* WORK REQUEST *
Go through the entries and tally the lines containing the word "Trello". Only the total is wanted.

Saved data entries
※ ※ ※

PR #3019, opened 2017-02-07
Add topics section to document review page

MatMoore:
# Background
We're going to be showing a tagging interface for the new education taxonomy to publishers in selected organisations, ahead of deploying a new navigation beta.

Tagging will eventually be mandatory to publish, but it is currently optional.

This functionality is behind a feature flag as the tagging interface itself is going to be iterated.

# This change
When reviewing a document, you should be able to see all the topics the document is currently tagged to. These get rendered breadcrumb style so publishers can understand the browse paths that will lead to the document.

## Screenshots
transport to education and training for people aged 16 to 18 publication admin gov uk
transport to education and training for people aged 16 to 18 publication admin gov uk_2

Trello: https://trello.com/c/sKsbTkKk/464-add-topics-section-to-whitehall-document-overview-page
Prototype: https://govuk-tagging.herokuapp.com/publication-review?
Paired with @klssmith

PR #3053, opened 2017-02-17
Add live breadcrumbs preview

Davidslv:
The goal of this commit is to show the uses how their choice of the taxons affects
the document in the taxon and also in the breadcrumbs.

Trello: https://trello.com/c/REchyOAj/463-add-live-breadcrumb-preview-to-whitehall-tagging-interface

Paired with @MatMoore 

### Screenshot

screen shot 2017-02-17 at 15 52 57

### DIFF
--- a/app/assets/javascripts/admin/modules/breadcrumb_preview.js
+++ b/app/assets/javascripts/admin/modules/breadcrumb_preview.js
@@ -1,0 +1,67 @@
+(function(Modules) {
+  "use strict";
+
+  Modules.BreadcrumbPreview = function() {
+    var that = this;
+
+    that.fetchCheckedCheckboxes = function() {
+      return $('.topic-tree :checked');
+    };
+
+    that.buildBreadcrumbsStructure = function(checkboxes) {
+      var structure = $.map(checkboxes, function(checkbox) {
+        var $checkbox = $(checkbox);
+        var ancestors = $checkbox.data('ancestors').split('|');
+
+        return [ancestors];
+      });
+
+      return structure;
+    };
+
+    that.filterBreadcrumbs = function(breadcrumbs) {
+      var longestFirst = breadcrumbs.sort(function (a, b) {
+        return b.length - a.length;
+      });
+
+      var breadcrumbsToDisplay = [];
+
+      $.each(longestFirst, function(index, breadcrumb) {
+        var visited = false;
+
+        $.each(breadcrumbsToDisplay, function(index, visitedBreadcrumb) {
+          var breadcrumbString = JSON.stringify(breadcrumb);
+          var visitedBreadcrumbString = JSON.stringify(visitedBreadcrumb.slice(0, breadcrumb.length));
+
+          if (breadcrumbString === visitedBreadcrumbString) {
+            visited = true;
+          }
+        });
+
+        if (!visited) {
+          breadcrumbsToDisplay.push(breadcrumb);
+        }
+      });
+
+      return breadcrumbsToDisplay;
+    }
+
+    that.start = function(element) {
+      var $topicTree = $('.topic-tree');
+      $(element).removeClass('hidden');
+
+      $topicTree.on('change', function() {
+        var checkboxes = that.fetchCheckedCheckboxes();
+        var breadcrumbsArray = that.buildBreadcrumbsStructure(checkboxes);
+        var breadcrumbsToDisplay = that.filterBreadcrumbs(breadcrumbsArray);
+
+        $(element).mustache(
+          'admin/edition_tags/_breadcrumb_list',
+          { breadcrumbs: breadcrumbsToDisplay }
+        );
+      });
+
+      $topicTree.trigger('change');
+    }
+  };
+})(window.GOVUKAdmin.Modules);
--- a/app/assets/javascripts/admin/modules/breadcrumb_preview.js
+++ b/app/assets/javascripts/admin/modules/breadcrumb_preview.js
@@ -2,13 +2,13 @@
   "use strict";
 
   Modules.BreadcrumbPreview = function() {
-    var that = this;
+    var preview = this;
 
-    that.fetchCheckedCheckboxes = function() {
+    preview.fetchCheckedCheckboxes = function() {
       return $('.topic-tree :checked');
     };
 
-    that.buildBreadcrumbsStructure = function(checkboxes) {
+    preview.buildBreadcrumbsStructure = function(checkboxes) {
       var structure = $.map(checkboxes, function(checkbox) {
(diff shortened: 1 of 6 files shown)


lib/taxonomy.rb
```diff
@@ -42,6 +42,24 @@ def descendants
       tree.tap(&:shift)
     end
 
+    # Get ancestors of a taxon
+    #
+    # @return [Array] all taxons in the path from the root of the taxonomy to the parent taxon
+    def ancestors
```
Davidslv: This functionality will be soon removed from here and we will use the gem.
That will be part of code refactor. 

https://github.com/alphagov/govuk_taxonomy_helpers/blob/master/lib/govuk_taxonomy_helpers/linked_content_item.rb#L56-L69

app/assets/javascripts/admin/modules/breadcrumb_preview.js
```diff
@@ -0,0 +1,66 @@
...
+        return b.length - a.length;
+      });
+
+      var seenAlready = [];
+
+      $.each(longestFirst, function(index, breadcrumb) {
+        var seen = false;
+
+        $.each(seenAlready, function(index, seenBreadcrumb) {
+          var breadcrumbString = JSON.stringify(breadcrumb);
```
Davidslv: You can't compare two arrays in Javascript, using `JSON.stringify` seemed to be the only reasonable solution, fun facts on the screenshot underneath
screen shot 2017-02-17 at 15 06 14

MatMoore: 😱

app/views/admin/edition_tags/edit.html.erb
```diff
@@ -1,7 +1,7 @@
 <% page_title "Tagging: " + @edition.title %>
 
 <div class="row">
-  <div class="col-md-8">
+  <div class="col-md-12">
```
nickcolley: You may be able to remove .row and .col-*-12 since it's full width.

app/assets/javascripts/admin/modules/breadcrumb_preview.js
```diff
@@ -0,0 +1,66 @@
...
+        }
+      });
+
+      return seenAlready;
+    }
+
+    that.start = function(element) {
+      var $topicTree = $('.topic-tree');
+
+      $topicTree.on('change', function () {
```
nickcolley: Since this is not [debounced](https://remysharp.com/2010/07/21/throttling-function-calls), I'd worry there are performance problems with this approach.

Have you profiled this on a slower computer? You could try CPU Throttling to x10+ (https://umaar.com/dev-tips/88-cpu-throttling/)

app/views/admin/edition_tags/edit.html.erb
```diff
@@ -33,6 +33,9 @@
         </div>
       </div>
 
+      <div class="content content-bordered" data-module="breadcrumb-preview">
```
nickcolley: @fofr do we allow JavaScript only interface in the admin interfaces?

app/assets/javascripts/admin/modules/breadcrumb_preview.js
nickcolley: Might be worth making a helper method (or importing one from [lodash](https://lodash.com/docs/4.17.4#isEqual)) so from the code it's obvious what you're trying to do.

Either that or could add a comment.

app/views/admin/edition_tags/edit.html.erb
MatMoore: The intention is for this widget to be javascript only, but the form as a whole should work without javascript.

If you don't have javascript, you will see the same browse paths after saving on the document overview page. This widget displays the same information but you get feedback before you click save.

app/assets/javascripts/admin/modules/breadcrumb_preview.js
Davidslv: screen shot 2017-02-20 at 11 27 18


js-interaction

MatMoore: We tested with 10x and it seems OK...

Although the page itself is slow to render, I didn't notice a delay in the widget itself, and it doesn't seem like there's jankiness when you interact with the checkboxes. Is there anything else we should check?

app/assets/javascripts/admin/modules/breadcrumb_preview.js
```diff
@@ -0,0 +1,67 @@
...
+      });
+
+      return breadcrumbsToDisplay;
+    }
+
+    that.start = function(element) {
+      var $topicTree = $('.topic-tree');
+      $(element).removeClass('hidden');
+
+      $topicTree.on('change', function() {
```
fofr: Could this be extracted into a named function so it's clear what happens when a topicTree changes?
eg `renderUpdatedBreadcrumbs`?

test/javascripts/unit/admin/modules/breadcrumb_preview_test.js
```diff
@@ -0,0 +1,23 @@
+module("BreadcrumbPreview", function(){
```
fofr: These tests seem minimal. Is there missing coverage?

Davidslv: The intent of this test is indeed to be minimal. We believe that testing the other methods wasn't beneficial as both would depend on building a fixture for them to be tested. I'm not keen on fixture testing as the structure of the DOM can change. It's likely that the next developer touching this code doesn't know about it. The fixture can still be a passing fixture even thought is not representing the real thing.

app/assets/javascripts/admin/modules/breadcrumb_preview.js
nickcolley: Sounds good to me 👍

MatMoore:
I've just noticed we are not displaying a message when there are no tags selected, so this shouldn't be merged yet.

MatMoore:
Have added another commit that shows a message when there are no tags.

@joelanman Still needs to look at this - for now I've just made it look the same as on the document overview page for education documents (see https://github.com/alphagov/whitehall/pull/3019).

no-tags

MatMoore:
@nickcolley @fofr Have made some more changes to this. Are you happy for this to merged as it is now?

I've reviewed the overall workflow with Joe and I'll be making some small follow up changes soon, but this doesn't affect any of the functionality and I can raise this in a separate PR if it's simpler.

tijmenb:
Merging this to get it out to integration. If there are any further issues we can fix them in post.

※ ※ ※

* RESULT FOR THIS EXERCISE *
2